▶ WHAT THIS TASK INVOLVES: Below is a listing. Set down exactly the lines from the one containing "- Testing BNO085 (i can not test that one)" through the one containing "Tested on my", both ends included, and leave out the rest.

= = = = = = =

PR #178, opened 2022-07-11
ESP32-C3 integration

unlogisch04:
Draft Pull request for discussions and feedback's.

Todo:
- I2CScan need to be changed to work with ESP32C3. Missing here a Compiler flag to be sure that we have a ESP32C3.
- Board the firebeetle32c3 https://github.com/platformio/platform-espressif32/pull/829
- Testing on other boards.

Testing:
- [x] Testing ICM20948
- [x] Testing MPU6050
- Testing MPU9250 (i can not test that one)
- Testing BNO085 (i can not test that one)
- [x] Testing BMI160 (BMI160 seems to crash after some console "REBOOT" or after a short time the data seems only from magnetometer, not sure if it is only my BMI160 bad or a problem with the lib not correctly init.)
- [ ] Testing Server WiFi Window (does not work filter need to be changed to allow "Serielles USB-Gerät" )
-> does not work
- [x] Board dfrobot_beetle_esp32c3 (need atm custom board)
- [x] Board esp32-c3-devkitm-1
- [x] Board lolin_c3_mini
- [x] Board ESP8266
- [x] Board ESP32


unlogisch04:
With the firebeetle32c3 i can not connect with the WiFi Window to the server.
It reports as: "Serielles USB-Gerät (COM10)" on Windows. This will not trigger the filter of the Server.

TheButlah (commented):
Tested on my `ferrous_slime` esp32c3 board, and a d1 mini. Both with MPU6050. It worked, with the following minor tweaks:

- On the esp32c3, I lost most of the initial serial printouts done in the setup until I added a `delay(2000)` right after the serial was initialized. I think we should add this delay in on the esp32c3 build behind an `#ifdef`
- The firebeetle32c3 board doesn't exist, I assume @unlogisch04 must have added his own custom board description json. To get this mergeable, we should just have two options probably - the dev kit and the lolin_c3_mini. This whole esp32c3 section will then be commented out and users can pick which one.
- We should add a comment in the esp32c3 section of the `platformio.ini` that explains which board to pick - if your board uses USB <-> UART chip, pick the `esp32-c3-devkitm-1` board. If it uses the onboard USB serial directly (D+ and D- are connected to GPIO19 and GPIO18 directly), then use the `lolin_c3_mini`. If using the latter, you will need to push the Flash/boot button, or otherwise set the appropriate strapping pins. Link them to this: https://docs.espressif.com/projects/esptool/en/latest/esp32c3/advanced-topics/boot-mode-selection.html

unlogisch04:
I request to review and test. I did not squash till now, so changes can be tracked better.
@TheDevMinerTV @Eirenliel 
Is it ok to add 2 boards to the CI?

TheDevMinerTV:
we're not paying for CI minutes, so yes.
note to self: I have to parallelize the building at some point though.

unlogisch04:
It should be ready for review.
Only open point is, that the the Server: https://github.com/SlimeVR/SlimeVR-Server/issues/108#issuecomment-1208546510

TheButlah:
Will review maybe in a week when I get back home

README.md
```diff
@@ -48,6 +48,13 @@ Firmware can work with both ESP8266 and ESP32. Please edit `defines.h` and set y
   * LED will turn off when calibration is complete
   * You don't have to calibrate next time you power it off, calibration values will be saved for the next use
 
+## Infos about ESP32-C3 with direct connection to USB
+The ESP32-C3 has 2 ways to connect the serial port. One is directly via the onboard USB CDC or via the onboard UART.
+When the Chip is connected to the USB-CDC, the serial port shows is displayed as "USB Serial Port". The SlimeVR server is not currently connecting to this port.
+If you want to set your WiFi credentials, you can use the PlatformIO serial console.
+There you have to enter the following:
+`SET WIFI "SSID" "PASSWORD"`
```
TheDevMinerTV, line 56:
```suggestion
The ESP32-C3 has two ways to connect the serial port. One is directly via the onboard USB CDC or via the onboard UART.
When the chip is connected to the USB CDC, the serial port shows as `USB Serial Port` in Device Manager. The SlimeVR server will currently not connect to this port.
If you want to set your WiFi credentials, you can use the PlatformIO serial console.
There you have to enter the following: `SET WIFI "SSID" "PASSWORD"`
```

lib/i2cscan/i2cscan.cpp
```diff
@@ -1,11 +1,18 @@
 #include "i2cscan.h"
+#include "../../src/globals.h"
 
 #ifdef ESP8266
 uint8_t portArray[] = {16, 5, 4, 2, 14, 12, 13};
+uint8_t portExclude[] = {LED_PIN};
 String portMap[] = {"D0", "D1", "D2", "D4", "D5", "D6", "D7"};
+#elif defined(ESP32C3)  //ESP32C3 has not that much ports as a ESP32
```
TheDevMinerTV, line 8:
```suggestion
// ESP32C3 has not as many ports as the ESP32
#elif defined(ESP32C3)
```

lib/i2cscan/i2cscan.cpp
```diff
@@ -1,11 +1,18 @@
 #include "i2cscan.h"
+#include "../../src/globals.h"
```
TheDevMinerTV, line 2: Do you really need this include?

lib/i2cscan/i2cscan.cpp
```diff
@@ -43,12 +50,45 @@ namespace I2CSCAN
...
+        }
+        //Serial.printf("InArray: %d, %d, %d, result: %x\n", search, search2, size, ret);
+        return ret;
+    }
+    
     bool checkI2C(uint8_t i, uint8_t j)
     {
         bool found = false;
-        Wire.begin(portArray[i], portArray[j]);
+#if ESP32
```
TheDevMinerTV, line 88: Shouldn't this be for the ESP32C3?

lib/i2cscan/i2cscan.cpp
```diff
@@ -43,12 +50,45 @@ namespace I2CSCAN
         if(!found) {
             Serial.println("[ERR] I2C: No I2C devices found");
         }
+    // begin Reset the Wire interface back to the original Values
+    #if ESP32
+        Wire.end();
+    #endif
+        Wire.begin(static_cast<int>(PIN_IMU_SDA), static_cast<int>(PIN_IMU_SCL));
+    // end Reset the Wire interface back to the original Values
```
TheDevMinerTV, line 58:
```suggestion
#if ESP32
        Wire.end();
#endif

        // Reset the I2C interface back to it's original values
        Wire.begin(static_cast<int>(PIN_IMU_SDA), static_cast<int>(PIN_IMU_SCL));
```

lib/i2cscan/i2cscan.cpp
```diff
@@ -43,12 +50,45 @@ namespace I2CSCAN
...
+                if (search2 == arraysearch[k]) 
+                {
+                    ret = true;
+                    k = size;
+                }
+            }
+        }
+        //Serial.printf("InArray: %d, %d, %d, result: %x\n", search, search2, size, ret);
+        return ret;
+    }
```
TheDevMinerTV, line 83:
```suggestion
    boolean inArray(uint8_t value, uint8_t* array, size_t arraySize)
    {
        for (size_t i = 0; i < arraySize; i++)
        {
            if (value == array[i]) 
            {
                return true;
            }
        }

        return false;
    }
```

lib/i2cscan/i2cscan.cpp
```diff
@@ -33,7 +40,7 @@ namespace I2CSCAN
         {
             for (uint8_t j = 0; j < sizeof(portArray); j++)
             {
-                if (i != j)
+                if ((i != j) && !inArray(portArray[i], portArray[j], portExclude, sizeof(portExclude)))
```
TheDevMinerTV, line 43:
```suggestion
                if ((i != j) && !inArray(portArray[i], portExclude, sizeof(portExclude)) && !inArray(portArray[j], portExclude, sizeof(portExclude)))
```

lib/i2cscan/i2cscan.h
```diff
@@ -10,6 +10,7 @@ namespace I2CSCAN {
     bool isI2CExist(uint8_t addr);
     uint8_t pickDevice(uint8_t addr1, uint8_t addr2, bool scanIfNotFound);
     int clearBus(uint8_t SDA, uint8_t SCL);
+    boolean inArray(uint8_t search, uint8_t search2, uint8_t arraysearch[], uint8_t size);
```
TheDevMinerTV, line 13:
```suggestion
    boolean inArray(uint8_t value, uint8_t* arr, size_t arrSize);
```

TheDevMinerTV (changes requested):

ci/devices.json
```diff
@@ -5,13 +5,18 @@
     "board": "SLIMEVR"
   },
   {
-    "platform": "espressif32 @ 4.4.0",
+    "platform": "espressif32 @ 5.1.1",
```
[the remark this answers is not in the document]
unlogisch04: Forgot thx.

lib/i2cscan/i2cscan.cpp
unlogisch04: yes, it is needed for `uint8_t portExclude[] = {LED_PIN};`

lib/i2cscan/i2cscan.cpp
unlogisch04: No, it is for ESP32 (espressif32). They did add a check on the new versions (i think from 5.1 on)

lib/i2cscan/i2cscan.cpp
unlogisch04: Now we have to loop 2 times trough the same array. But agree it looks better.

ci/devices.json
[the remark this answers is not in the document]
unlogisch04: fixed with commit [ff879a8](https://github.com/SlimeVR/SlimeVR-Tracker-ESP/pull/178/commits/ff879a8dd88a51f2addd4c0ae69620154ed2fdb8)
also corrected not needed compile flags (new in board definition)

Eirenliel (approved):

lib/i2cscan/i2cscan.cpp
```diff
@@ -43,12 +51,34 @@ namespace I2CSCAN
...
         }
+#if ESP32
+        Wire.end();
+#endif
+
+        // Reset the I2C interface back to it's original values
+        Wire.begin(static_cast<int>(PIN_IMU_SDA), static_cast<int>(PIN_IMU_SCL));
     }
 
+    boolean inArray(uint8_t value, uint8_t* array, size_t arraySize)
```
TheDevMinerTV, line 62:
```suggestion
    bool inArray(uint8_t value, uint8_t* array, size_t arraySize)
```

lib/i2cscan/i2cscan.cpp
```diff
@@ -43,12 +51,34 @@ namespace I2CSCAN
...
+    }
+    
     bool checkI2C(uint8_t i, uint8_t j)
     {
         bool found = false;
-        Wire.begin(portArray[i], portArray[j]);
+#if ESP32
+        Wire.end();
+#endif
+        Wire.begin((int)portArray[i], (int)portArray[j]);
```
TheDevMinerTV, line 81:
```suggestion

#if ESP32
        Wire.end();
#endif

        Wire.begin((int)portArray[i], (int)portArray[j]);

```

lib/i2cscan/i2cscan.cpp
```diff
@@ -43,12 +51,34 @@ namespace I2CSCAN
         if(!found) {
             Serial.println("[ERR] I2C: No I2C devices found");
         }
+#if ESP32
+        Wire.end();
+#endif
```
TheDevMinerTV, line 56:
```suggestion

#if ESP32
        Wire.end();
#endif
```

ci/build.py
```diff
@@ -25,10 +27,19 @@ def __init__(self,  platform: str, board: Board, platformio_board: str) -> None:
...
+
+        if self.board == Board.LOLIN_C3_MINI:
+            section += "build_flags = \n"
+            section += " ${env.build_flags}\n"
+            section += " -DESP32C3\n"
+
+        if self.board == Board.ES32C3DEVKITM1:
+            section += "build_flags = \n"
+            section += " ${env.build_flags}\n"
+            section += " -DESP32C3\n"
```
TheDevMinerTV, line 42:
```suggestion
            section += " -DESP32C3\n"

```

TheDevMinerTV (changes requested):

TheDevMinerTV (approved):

= = = = = = =

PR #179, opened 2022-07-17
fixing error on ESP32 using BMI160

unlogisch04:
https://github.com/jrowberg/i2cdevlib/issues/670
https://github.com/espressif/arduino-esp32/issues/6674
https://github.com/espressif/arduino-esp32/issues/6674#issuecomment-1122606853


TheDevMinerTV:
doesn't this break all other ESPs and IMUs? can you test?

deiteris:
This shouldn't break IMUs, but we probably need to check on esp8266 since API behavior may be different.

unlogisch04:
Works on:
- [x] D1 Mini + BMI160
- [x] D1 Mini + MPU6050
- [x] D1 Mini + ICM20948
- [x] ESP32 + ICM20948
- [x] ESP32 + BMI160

= = = = = = =

▶ ANSWER AREA:
- Testing BNO085 (i can not test that one)
- [x] Testing BMI160 (BMI160 seems to crash after some console "REBOOT" or after a short time the data seems only from magnetometer, not sure if it is only my BMI160 bad or a problem with the lib not correctly init.)
- [ ] Testing Server WiFi Window (does not work filter need to be changed to allow "Serielles USB-Gerät" )
-> does not work
- [x] Board dfrobot_beetle_esp32c3 (need atm custom board)
- [x] Board esp32-c3-devkitm-1
- [x] Board lolin_c3_mini
- [x] Board ESP8266
- [x] Board ESP32


unlogisch04:
With the firebeetle32c3 i can not connect with the WiFi Window to the server.
It reports as: "Serielles USB-Gerät (COM10)" on Windows. This will not trigger the filter of the Server.

TheButlah (commented):
Tested on my `ferrous_slime` esp32c3 board, and a d1 mini. Both with MPU6050. It worked, with the following minor tweaks:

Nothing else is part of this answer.